PR #1002, opened 2024-03-12
Support arbitrary waveform viewer

### LINKED ISSUE #970: Parameters for alternative wave form viewer
We are developing an alternative wave form viewer: https://gitlab.com/surfer-project/surfer and once it is mature enough, it would be nice to add support for it in VUnit. Right now there are the `--gtkwave-fmt` and `--gtkwave-args` arguments that determines which format is used and how GTKWave is called. However, I'd like to open a discussion about what the best way to implement a switch for wave form viewer would be?

My spontaneous idea is to rename `--gtkwave-fmt` to `--wave-fmt` or `--viewer-fmt` (still supporting both, but only document the latter) and then have a `--viewer`-argument (which may default to GTKWave). Possibly also rename `--gtkwave-args` to `--viewer-args` and pass whatever is there to the select viewer?

Any ideas or input regarding this?

oscargus:
Closes #970 

Haven't really had time to test this fully, so putting in draft. But since it seems like 5.0 is upcoming, this may be something to consider.

Basically, there is a `--viewer` argument that lets you select a wave form viewer. Also, all `--gtkwave-*` arguments are renamed `--viewer-*`, but with aliases.

(At least that is the idea once fully working.)

Motivated by https://surfer-project.org/ that is beginning to gain some traction. (Although possible to run in the browser there are also native versions.)

### DIFF
--- a/docs/news.d/1002.feature.rst
+++ b/docs/news.d/1002.feature.rst
@@ -1,0 +1,11 @@
+[GHDL/NVC] Arbitrary waveform viewers are now supported by passing the `--viewer`
+command line arugment. As a consequence, ``ghdl.gtkwave_script.gui`` and
+``nvc.gtkwave_script.gui`` are deprecated in favour of ``ghdl.viewer_script.gui``
+and ``nvc.viewer_script.gui``, respectively. The ``--gtkwave-args`` and
+``--gtkwave-fmt`` command line argument is deprecated in favour of ``--viewer-args``
+and ``--viewer-fmt``, respectively. ``ghdl.viewer.gui`` and ``nvc.viewer.gui`` can
+be used to set the preferred viewer from the run-file. Finally, if the requested
+viewer does not exists, ``gtkwave`` or ``surfer`` is used, in that order. This
+also means that VUnit uses ``surfer`` if ``gtkwave`` is not installed.
+
+[NVC] It is possible to get VCD waveform files by passing ``--viewer-fmt=vcd``.
--- a/docs/news.d/1002.feature.rst
+++ b/docs/news.d/1002.feature.rst
@@ -1,11 +1,11 @@
-[GHDL/NVC] Arbitrary waveform viewers are now supported by passing the `--viewer`
-command line arugment. As a consequence, ``ghdl.gtkwave_script.gui`` and
+[GHDL/NVC] Arbitrary waveform viewers are now supported by passing the ``--viewer``
+command line argument. As a consequence, ``ghdl.gtkwave_script.gui`` and
 ``nvc.gtkwave_script.gui`` are deprecated in favour of ``ghdl.viewer_script.gui``
 and ``nvc.viewer_script.gui``, respectively. The ``--gtkwave-args`` and
-``--gtkwave-fmt`` command line argument is deprecated in favour of ``--viewer-args``
+``--gtkwave-fmt`` command line arguments are deprecated in favour of ``--viewer-args``
 and ``--viewer-fmt``, respectively. ``ghdl.viewer.gui`` and ``nvc.viewer.gui`` can
-be used to set the preferred viewer from the run-file. Finally, if the requested
-viewer does not exists, ``gtkwave`` or ``surfer`` is used, in that order. This
-also means that VUnit uses ``surfer`` if ``gtkwave`` is not installed.
+be used to set the preferred viewer from the run-file. If no viewer is explicitly
+requested, ``gtkwave`` or ``surfer`` is used, in that order. This also means that
+VUnit now uses ``surfer`` if ``gtkwave`` is not installed.
 
 [NVC] It is possible to get VCD waveform files by passing ``--viewer-fmt=vcd``.
--- a/vunit/sim_if/_ossmixin.py
+++ b/vunit/sim_if/_ossmixin.py
@@ -1,0 +1,61 @@
+# This Source Code Form is subject to the terms of the Mozilla Public
+# License, v. 2.0. If a copy of the MPL was not distributed with this file,
+# You can obtain one at http://mozilla.org/MPL/2.0/.
+#
+# Copyright (c) 2014-2024, Lars Asplund lars.anders.asplund@gmail.com
+"""
+Viewer handling for GHDL and NVC.
+"""
+
+
+class OSSMixin:
+    """
+    Mixin class for handling common viewer functionality for the GHDL and NVC simulators.
+    """
+
+    __slots__ = (
+        "_gui",
+        "_viewer",
+        "_viewer_fmt",
+        "_viewer_args",
+        "_gtkwave_available",
+        "_surfer_available",
+    )
+
+    def __init__(self, gui, viewer, viewer_fmt, viewer_args):
+        self._gui = gui
+        self._viewer_fmt = viewer_fmt
+        self._viewer_args = viewer_args
+        self._viewer = viewer
+        if gui:
+            self._gtkwave_available = self.find_executable("gtkwave")
+            self._surfer_available = self.find_executable("surfer")
+
+    def _get_viewer(self, config):
+        """
+        Determine the waveform viewer to use.
+
+        Falls back to gtkwave or surfer, in that order, if none is provided or the provided
+        cannot be found.
+        """
+        viewer = self._viewer or config.sim_options.get(self.name + ".viewer.gui", None)
+
+        if viewer is None:
+            if self._gtkwave_available:
+                viewer = "gtkwave"
+            elif self._surfer_available:
+                viewer = "surfer"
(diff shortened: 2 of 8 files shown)


umarcor:
> But since it seems like 5.0 is upcoming, this may be something to consider.

We cannot deprecate gtkwave arguments in the next release. We need to first release a version with the new feature, announcing that "old" aliases will be removed in a future version. Then, in a future release, we can remove the deprecated keywords/arguments.
Therefore, this PR will not introduce breaking changes, and we can have it merged as soon as it is ready (no matter if it's 5.0 or 5.1).

Other than that, this looks very interesting. So, if it's ready by the time we want to tag 5.0, we can sure have it merged before.

LarsAsplund:
@oscargus Previously, we've handled them explicitly. Here is an example: https://github.com/VUnit/vunit/blob/2c0b75e40aa59a42c51b5f6b2c40767f1b2b83d4/vunit/sim_if/ghdl.py#L255

vunit/sim_if/ghdl.py
```diff
@@ -71,8 +73,8 @@ def from_args(cls, args, output_path, **kwargs):
             output_path=output_path,
             prefix=prefix,
             gui=args.gui,
-            gtkwave_fmt=args.gtkwave_fmt,
-            gtkwave_args=args.gtkwave_args,
+            viewer_fmt=args.viewer_fmt,
+            viewer_args=args.viewer_args,
```
LarsAsplund, line 77: Need to assign the `viewer` argument here:

`viewer=args.viewer`

oscargus:
Now I finally got around to finish this.

The news-item summarizes the changes quite good, but brief.

It seems like the emitted warnings are filtered, but I cannot really figure out how and where...

As a missing waveform viewer now raises after the simulation (which is not ideal, but I couldn't figure out another way to define the waveform viewer in the run-file), I had to remove one test. Let me know if this should be reverted or if there is another way to specify waveform viewer in the run-file.

It is of course possible to just limit the choice to surfer or gtkwave. That would simplify things a bit.

vunit/sim_if/nvc.py
```diff
@@ -299,14 +315,44 @@ def simulate(self, output_path, test_suite_name, config, elaborate_only):  # pyl
...
+    def _get_viewer(self, config):
+        """
+        Determine the waveform viewer to use.
+
+        Falls back to gtkwave or surfer, in that order, if none is provided or the provided
+        cannot be found.
+        """
+        viewer = self._viewer or config.sim_options.get(self.name + ".viewer.gui", None)
+
+        if viewer is None and not self._gtkwave_available and not self._surfer_available:
```
LarsAsplund, line 345: I think these two if statements should be replaced by this:

```
        if viewer is None:
            if self._gtkwave_available:
                viewer = "gtkwave"
            elif self._surfer_available:
                viewer = "surfer"
            else:
                raise RuntimeError("No viewer found. GUI not possible. Install GTKWave or Surfer.")

        elif not self.find_executable(viewer):
            raise RuntimeError(
                f"Cannot find the {viewer} executable in the PATH environment variable. GUI not possible"
            )
```

One reason is that if `viewer` is `None`, the second if statement will fail since the `find_executable` method expects a string. The other reason is that I think we should fail immediately if the given viewer can't be found. If we set the viewer to `smurfer` it's better to fail fast and fix the typo rather than being surprised by GTKWave popping up. Optionally, we can also print the available viewers in the error message.

vunit/sim_if/ghdl.py
```diff
@@ -15,6 +15,7 @@
 import shlex
 import re
 import shutil
+import warnings
```
LarsAsplund, line 18: Remove and replace `warning.warn` with `LOGGER.warning`

vunit/sim_if/nvc.py
```diff
@@ -14,6 +14,7 @@
 import subprocess
 import shlex
 import re
+import warnings
```
LarsAsplund, line 17: Remove

vunit/sim_if/ghdl.py
```diff
@@ -394,6 +409,30 @@ def simulate(self, output_path, test_suite_name, config, elaborate_only):  # pyl
...
+    def _get_viewer(self, config):
+        """
+        Determine the waveform viewer to use.
+
+        Falls back to gtkwave or surfer, in that order, if none is provided or the provided
+        cannot be found.
+        """
+        viewer = self._viewer or config.sim_options.get(self.name + ".viewer.gui", None)
+
+        if viewer is None and not self._gtkwave_available and not self._surfer_available:
```
LarsAsplund, line 421: See comment for NVC

vunit/sim_if/nvc.py
oscargus: Good thinking!

oscargus:
Now I have sorted things out (and passed the lint, wasn't easy with the long warning message...). I ended up factoring out the common viewer code to an `OSSMixin`-class that is used for both GHDL and NVC.

I'm a bit tempted to create a third class of options, maybe `viewer_options` as the viewer will be the same for/independent of ghdl and nvc it will also make sense to have common `viewer`, `viewer_fmt`, etc. This will also allow checking if it exists before actually trying to open the viewer (hence, keeping the previous behavior).

Taking the idea of being able to generate waves without opening the viewer, #1003 and #1042, one may also consider other naming.

vunit/sim_if/_ossmixin.py
```diff
@@ -0,0 +1,61 @@
...
+        self._viewer = viewer
+        if gui:
+            self._gtkwave_available = self.find_executable("gtkwave")
+            self._surfer_available = self.find_executable("surfer")
+
+    def _get_viewer(self, config):
+        """
+        Determine the waveform viewer to use.
+
+        Falls back to gtkwave or surfer, in that order, if none is provided or the provided
```
LarsAsplund, line 38: If the provided isn't found it no longer falls back on gtkwave or surfer.

docs/news.d/1002.feature.rst
```diff
@@ -0,0 +1,11 @@
+[GHDL/NVC] Arbitrary waveform viewers are now supported by passing the `--viewer`
+command line arugment. As a consequence, ``ghdl.gtkwave_script.gui`` and
+``nvc.gtkwave_script.gui`` are deprecated in favour of ``ghdl.viewer_script.gui``
+and ``nvc.viewer_script.gui``, respectively. The ``--gtkwave-args`` and
+``--gtkwave-fmt`` command line argument is deprecated in favour of ``--viewer-args``
+and ``--viewer-fmt``, respectively. ``ghdl.viewer.gui`` and ``nvc.viewer.gui`` can
+be used to set the preferred viewer from the run-file. Finally, if the requested
```
LarsAsplund, line 7: No falling back when requested viewer doesn't exist

vunit/sim_if/ghdl.py
```diff
@@ -382,10 +391,19 @@ def simulate(self, output_path, test_suite_name, config, elaborate_only):  # pyl
         except Process.NonZeroExitCode:
             status = False
 
+        if config.sim_options.get(self.name + ".gtkwave_script.gui", None):
+            warn_str = (
+                "%s.gtkwave_script.gui is deprecated and will be removed " % self.name  # pylint: disable=C0209
```
LarsAsplund, line 396: Is there a reason for why f-strings can't be used so that we don't have to suppress C0209?

vunit/sim_if/_ossmixin.py
```diff
@@ -0,0 +1,61 @@
...
+# License, v. 2.0. If a copy of the MPL was not distributed with this file,
+# You can obtain one at http://mozilla.org/MPL/2.0/.
+#
+# Copyright (c) 2014-2024, Lars Asplund lars.anders.asplund@gmail.com
+"""
+Viewer handling for GHDL and NVC.
+"""
+
+
+class OSSMixin:
```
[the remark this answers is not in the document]
oscargus: Open source software. But wasn't very happy with that to renamed to ViewerMixin.

(I had some idea to merge more of the NVC and GHDL classes, but since it now ended up to be viewer only...)

vunit/sim_if/ghdl.py
oscargus: There were linter warnings about that (but I didn't do it in a proper way either), that I couldn't get rid of (either that or too long lines).

The reason is that one should call loggers with `warning("%s", foo)` so that the string is formatted upon calling warning. 

Reminding me about how it should be done, the correct approach is now used.

oscargus:
All comments should be fixed. Sorry about that!

They are in a separate commit to make it easier to check, but I suggest to squash (I can squash if you do not have it enabled at GitHub).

== == ==

_Activity_
Read the listing. Report every line that includes the word "than".

_Task result_
Other than that, this looks very interesting. So, if it's ready by the time we want to tag 5.0, we can sure have it merged before.
One reason is that if `viewer` is `None`, the second if statement will fail since the `find_executable` method expects a string. The other reason is that I think we should fail immediately if the given viewer can't be found. If we set the viewer to `smurfer` it's better to fail fast and fix the typo rather than being surprised by GTKWave popping up. Optionally, we can also print the available viewers in the error message.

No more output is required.